Listen to this story
|
The new cool kid in town, Diffusion models, has somehow made GANs look obsolete. When it comes to generating images, tools like DALLE-2, Stable Diffusion, and Midjourney have been outperforming the task and have taken over the field completely.
While there are obvious reasons why diffusion models are gaining popularity for image synthesis, general adversarial networks (GANs) saw the same popularity, sparked interest and were revived in 2017, three years after they were proposed by Ian Goodfellow.
GAN uses two neural networks—generator and discriminator—set against each other to generate new and synthesised instances of data, whereas diffusion models are likelihood-based models that offer more stability along with greater quality on image generation tasks.
GAN is more than pretty pictures
Diffusion models were designed to solve the training convergence issue of GANs. Though one can say that GANs are lagging behind in generation tasks, they have been outperforming in various other fields since their inception because of their ability to play adversarial games with learnable loss functions, which is more than just generating pretty pictures.

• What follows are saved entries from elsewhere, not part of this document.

Issue #2889, opened 2020-11-01
2020-10 Brine Test Throws an Exception


OPMUSER:
This worked in 2020-04 but throws

`Program threw an exception: Could not initialize the problem: Tried to evaluate a tabulated function outside of its range`

Decks attached.
[SPE01-BRINE01.zip](https://github.com/OPM/opm-simulators/files/5470520/SPE01-BRINE01.zip)

joakim-hove:
I can confirm the error message in my master. It is not clear to me what the error is - might be trivial, might be a bit more work. I would not hold back the release for this.

bska:
I see this in the release build on my local machine.  The immediate cause is that the `SALTVD` table covers the range of 5000 to 5500 ft, but that the top of the formation is at 8325 ft and the `SALTVD` interpolant is not set up to extrapolate outside its domain of definition.  In this particular case extrapolation is trivial (the `SALTVD` is constant), but that is not always the case and we've not enabled extrapolation yet.

I am a little hesitant to enable the extrapolation option this close to the release without additional testing.  In the 2020.04 release the `SALTVD` data was simply not used&mdash;but recognised in the parser&mdash;and that's why it appeared to run.

OPMUSER:
In that case trap the error and issue an error message, so the user 
knows how to fix it, and of course back port it into the release.

OPM User
opmuser0@gmail.com

atgeirr:
In general, trying to evaluate outside tables is an error condition but not an unusual one. So perhaps it is not appropriate to use exceptions for such cases? We should at least consider flagging the error in some other way. Perhaps by returning an optional? Although that gives us only the success/fail state, not why it failed, so maybe returning a pair of result and error code is better? If you think this would be too much of a change, we should trap the error somewhere with enough context to tell the user that the SALTVD table was the failing one. Except for missing that crucial info, the existing error message is fine.

bska:
I had a look earlier today to see how easy it'd be to get something reasonable here.  I suppose we could put a hack in place by wrapping the [salt concentration derivation](https://github.com/OPM/opm-simulators/blob/0102287de0cb680784bfa4f93f505741efb4f79c/ebos/equil/initstateequil.hh#L1755-L1759) in a `try/catch` block in order to provide additional context to the diagnostic message, but that'd be **very** specific to `SALTVD`.

[...]

PR #3166, opened 2021-04-20
extrapolate saltvd table

totto82:
When reading the release 2020.10 announcement I came over issue #2889. 
This is a fix.

### DIFF
--- a/ebos/equil/initstateequil.hh
+++ b/ebos/equil/initstateequil.hh
@@ -1762,7 +1762,7 @@ private:
                 const auto& cells = reg.cells(i);
                 for (const auto& cell : cells) {
                     const double depth = cellCenterDepth_[cell];
-                    this->saltConcentration_[cell] = saltVdTable_[i].eval(depth);
+                    this->saltConcentration_[cell] = saltVdTable_[i].eval(depth, /*extrapolate=*/true);
                 }
             }
         }


totto82:
jenkins build this please

totto82:
I added a release tag. No need to let the issue survive two releases.

bska:
> This is a fix.

Right&mdash;I'd forgotten about that issue.  Did you test this on several models?

totto82:
Only on the case in the issue. 

Extrapolation is what we do for similar properties. So at-least the code becomes consistent. 
See for instance 

https://github.com/OPM/opm-simulators/blob/32a035f8a54eccffa7572eadc661aa40c71ff720/ebos/equil/initstateequil.hh#L183

in the same file.

bska:
>> Did you test this on several models?
>
> Only on the case in the issue.

I see.  In that case I'm still a little wary of enabling this.  As I said [earlier](https://github.com/OPM/opm-simulators/issues/2889#issuecomment-720163102), extrapolating that case's `SALTVD` table is trivial since the concentration is constant with respect to depth but in other models we probably will not be that lucky.  On the other hand, in a real simulation model the engineer will **hopefully** know better than to end the depth table a full 2825 ft above the top of the formation so it might not be a big problem in practice.

totto82:
>  In that case I'm still a little wary of enabling this

Extrapolation is how we handle all similar properties. Usually without warnings. Adding checks in the input layer in opm-common that produces a warning or throw if the depths is outside the range could be a way to warn the user. I still think this can be merged as is.

alfbr:
> I see. In that case I'm still a little wary of enabling this. As I said [earlier](https://github.com/OPM/opm-simulators/issues/2889#issuecomment-720163102), extrapolating that case's `SALTVD` table is trivial since the concentration is constant with respect to depth but in other models we probably will not be that lucky. On the other hand, in a real simulation model the engineer will **hopefully** know better than to end the depth table a full 2825 ft above the top of the formation so it might not be a big problem in practice.

Thanks for checking this thoroughly! At some point we should do a coordinated effort to provide good warning messages when tables are extrapolated. I agree with your assessment, in this case the engineer will hopefully know better, so from our end we do not need to handle this better now.

bska:
> in this case the engineer will hopefully know better, so from our end we do not need to handle this better now.

Noted.  I'll merge this then and just **hope** we don't get hard-to-debug problems later on.

PR #3170, opened 2021-04-21
fixing the serial running due to including of eclmpiserializer.hh

GitPaean:
reported in https://github.com/OPM/opm-common/pull/2389#issuecomment-824034013


GitPaean:

bska (approved):
Thanks for the quick turn-around.  I'll merge this into master to restore the build.

PR #3171, opened 2021-04-21
Use groupstate

joakim-hove:
On top of: #3165 

With this PR the `GroupState`object is partly exported from the `WellState` class - this is a preparation for pulling it completely out of the WellState - that will  be a PR or two down the road. The amount of churn in this PR is overwhelming - I think there is something to be read from that.

PR #3173, opened 2021-04-22
Wellmodel manage group state

joakim-hove:
On top of #3171

The WellState object no langer manages the GroupState.

This might not be the final destination (probaly not), but on the refactoring journey to Good Enough&trade; I see it as essential to have more explicit datastructures.


joakim-hove:
jenkins build this please

joakim-hove:
superceeded by #3174

Issue #3172, opened 2021-04-22
Official Debian Packages


blattms:
This is for people interested in this effort. The current state is on [salsa.debian.org](https://salsa.debian.org/blattms/opm-simulators). This is currently being finalized (mainly coming up with good package descriptions), and will then be submitted to debian.

blattms:
After preparing packages for the new release, we found a Sponsor (Anton Gladky), who so kind as to upload the packages to the [NEW queue of ftp master.](https://ftp-master.debian.org/new.html). There it will be manually checked (e.g. license, etc.) and either rejected  or added to official Debian. This process can take a while. It is a volunteer effort after all. There 372 packages in the queue (some for 8 month).

Anyway, interaction and support for Anton and Debian (Science) was amazing.

- [ITP bug for OPM at Debian](https://bugs.debian.org/cgi-bin/bugreport.cgi?bug=987381)

joakim-hove:
> After preparing packages for the new release, we found a Sponsor

Great news - fantastic effort!

alfbr:
This is great news, thank you for a tedious and impressive effort! Crossing fingers for acceptance :-)

blattms:
Well, you can only do a good job if the base is good. Hence this is a team effort: Good software quality from all OPM devs, a very good starting point for the Debian packages  prepared by @akva2, and the amazing suppport and tools (git-buildpackage, pristine-tar, autopkgtest, linitian, ...) provided by Debian.

blattms:
:tada: :partying_face: Next step taken. Yesterday QA of ftpmaster have accepted opm-common and opm-material into Debian unstable. I assume the rest will follow in due time.

bska:
> Yesterday QA of ftpmaster have accepted opm-common and opm-material into Debian unstable.

Congratulations @blattms!  Great achievement.

atgeirr:
Nice! What does this mean for us in terms of keeping the Debian packages up to date?

blattms:
That we, as in @akva2 and me, mostly maintain the packages and try to find a workflow where we base Ubuntu packages on them to save work. Not sure whether that answer your question.

blattms:
opm-models got accepted, too.

[...]

PR #3175, opened 2021-04-22
debian/control: Improved Debian Package descriptions

blattms:
For the proposal of OPM as a debian package (see issue #3172). Comments/further improvements welcome.


blattms:
Closing as the plan should be to use the effort on https://salsa.debian.org/science-team/opm-simulators in the long run

PR #3177, opened 2021-04-23
improve update wellstate from target for wells where privious well state was trivial 

totto82:


totto82:
jenkins build this please

totto82:
Testing shows good results. I will close this for now, do some refactoring to avoid the MSW, STW code duplication and re-create the PR.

Just this month, Matthew Baas and Herman Kamper from Stellenbosch University, implemented GAN for unconditional speech synthesis calling it AudioStyleGAN (ASGAN). The model is designed to learn from disentangled latent space without any additional training in a zero-shot fashion. According to the tests, ASGAN outperformed existing diffusion and autoregressive models.
GANs were not developed with the idea of just text-to-image generation. Since they utilise convolutional neural networks (CNNs), there are multiple fields that include computer vision applications like autonomous vehicles, robots, simulation, etc where they have been used for around a decade now. Their unsupervised nature makes them ideal for tasks that rely less on training data, and more on direct real-world applications.
Check out these architectures of GAN that have been ramping up the innovations in the field apart from image generation:
In 2020, researchers from Prague, Al Cairo, and Ireland collaborated and applied GAN techniques to further innovations in autonomous driving. Their paper, titled ‘Yes, we GAN’, iterates application of GAN in different aspects of autonomous driving with different types of experiments. The researchers wanted to tackle the problem of cameras getting soiled because of weather conditions by either water droplets or mud etc. By using two images of cleaned and uncleaned camera vision, the model was able to recognise how to clean the vision when the vision is obstructed.
GAN is a treasure
Though GAN has been researched and implemented extensively since 2014, researchers have only got hold of the low-hanging fruits. People on a Reddit thread have been arguing it’s the same situation with diffusion models at the moment.
When people got their hands on diffusion models, the issue of GANs being unstable was the first they expressed. Though the process of generating images can be smoother and more stable with diffusion models, GANs are way quicker, and with recent developments in hardware, are getting stable as well.
Another paper released last week by researchers at Microsoft Azure AI and University of Texas, proposed Diffusion-GAN. The framework utilises a forward diffusion chain that generates gaussian-mixture noise for GAN training. The approach enabled domain-agnostic differentiable augmentation leveraging the advantages of diffusion without the reverse-diffusion chain. The result was generation of photo-realistic, high-fidelity images that outperformed the existing GAN-based models.
It was zillions of GAN papers and now it's zillions of diffusion models based papers.
— Timnit Gebru (@timnitGebru) September 29, 2022
While diffusion models can be more faithful to the input data, they are slower and lower in fidelity when compared to GAN, which was accepted by the researchers who said that Diffusion Models beat GANs on image synthesis.
The concept of diffusion theory has been around since the 1980s, but the recent trends in image generation which were started by GAN, have made it come to the forefront. After these recent innovations, diffusion models are yet to be tested on areas beyond image generation or text-to-image synthesis and can, to some extent, be applied to any generative tasks.